Pochi anni fa il ghiacciaio del Pico Humboldt – a 4.940 metri di altezza -, che si trova, o meglio si trovava, nel Parco Nazionale della Sierra Nevada, era stato annunciato come l’ultimo ghiacciaio del Venezuela che sarebbe scomparso da lì a poco: facile e triste previsione. La crisi climatica ha accelerato il suo scioglimento che è diventato sempre più rapido durante l’ultima decade.
E intanto una nuova biodiversità ha già colonizzato le rocce rimaste nude.
C’era una volta…
Viviamo in un periodo interglaciale, compreso tra due grandi glaciazioni, e i paesaggi glaciali sono tutt’altro che un qualcosa di statico se vengono visti nell’ottica di tempi molto lunghi. Stando ai dati a nostra disposizione ed in base allo studio delle tracce lasciate dai precedenti periodi interglaciali, è molto probabile che l’attuale interglaciale possa durare ancora per almeno 5.000 anni. Dopo di che inizierà una nuova fase di raffreddamento ed i ghiacci polari si espanderanno nuovamente, avanzeranno i ghiacciai continentali, le coltri si amplieranno anno dopo anno fino ad occupare aree di dimensioni confrontabili a quanto si verificò circa 18.000 anni fa, e conseguentemente all’aumento delle masse glaciali il livello medio dei mari tornerà ad abbassarsi.

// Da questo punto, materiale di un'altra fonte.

PR #260, opened 2025-02-20
DM-49019: Update Tester for Keda

dspeck1:
Add support for platform argument in upload and upload from repo testers.    Update instructions in playbook.


hsinfang (approved):
Looks good to me

PR #261, opened 2025-02-22
DM-45545: Lint fixes for rubin-env 10

timj:


.github/workflows/formatting.yaml
kfindeisen, line 1: Is this supposed to replace the existing `lint.yaml`? If not, what is the difference?

timj: Yes. It can replace it (which is why I did it) but has additional scope so that if you add ruff or black or isort configurations to your pyproject.toml it will automatically enable further checks.

timj: (Okay, I see I didn't replace it in this PR -- I intended to do it later -- you can remove lint.yaml any time).

kfindeisen: Ok, I'll add it to #257.

kfindeisen: For now, I've replaced `lint` with `check-tooling` in the repo settings.

kfindeisen: For now, I've replaced `lint` with `check-tooling` in the repo settings.

timj: check-tooling isn't doing any linting (it's finding which tooling you want it to use), you would want the lint_with_flake8 to be required if you want lint checks to pass.

PR #263, opened 2025-02-28
DM-49078: Add support for worker restarts to Keda

kfindeisen:
This PR adds periodic worker restarts to Keda. This feature is needed to mitigate memory leaks in Science Pipelines.


erinleighh (approved):
Looks good, thank you!

PR #264, opened 2025-02-28
DM-49245: Prompt Processing leaks storage on OOM (again)

kfindeisen:
This PR makes the local repo registry more robust against crashes and other unexpected states.


erinleighh (approved):
Looks good to me, thank you!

In passato è andata così, diverse volte per altrettante fasi di alternanza glaciale-interglaciale, e ne abbiamo prove dirette e certe per lo meno per gli ultimi 800.000 anni.
I riflessi di queste oscillazioni furono notevoli e vari. Ne risentirono, in particolare, le diverse fasce di vegetazione che si spostarono verso l’equatore ad ogni espansione glaciale. In Europa, ad esempio, l’accurata interpretazione dei dati forniti dalla flora indica che la fascia della tundra eurasiatica venne occupata dai ghiacci delle calotte scandinava e siberiana occidentale. Così pure grandi zone un tempo ricoperte dalla foresta boreale, la taiga, e decidua furono invase dai ghiacci. Ben poco si salvò della foresta boreale, e dove nell’interglaciale si stendeva la foresta decidua si sviluppò una vegetazione tipica delle tundre.
Condizioni aride e ambienti tipici della steppa prevalsero su buona parte di Francia e Germania meridionale, e su vaste zone dell’Italia e della Spagna era diffuso l’ambiente della tundra arborata, dove boschetti di betulle, di querce, di pioppi e più vaste aree di pini e larici contribuivano a ridurre la monotonia del paesaggio.
Le temperature medie annue erano inferiori di almeno 10 °C su quasi tutta l’Europa e verso est, cioè più all’interno nel continente, la differenza fu certo maggiore.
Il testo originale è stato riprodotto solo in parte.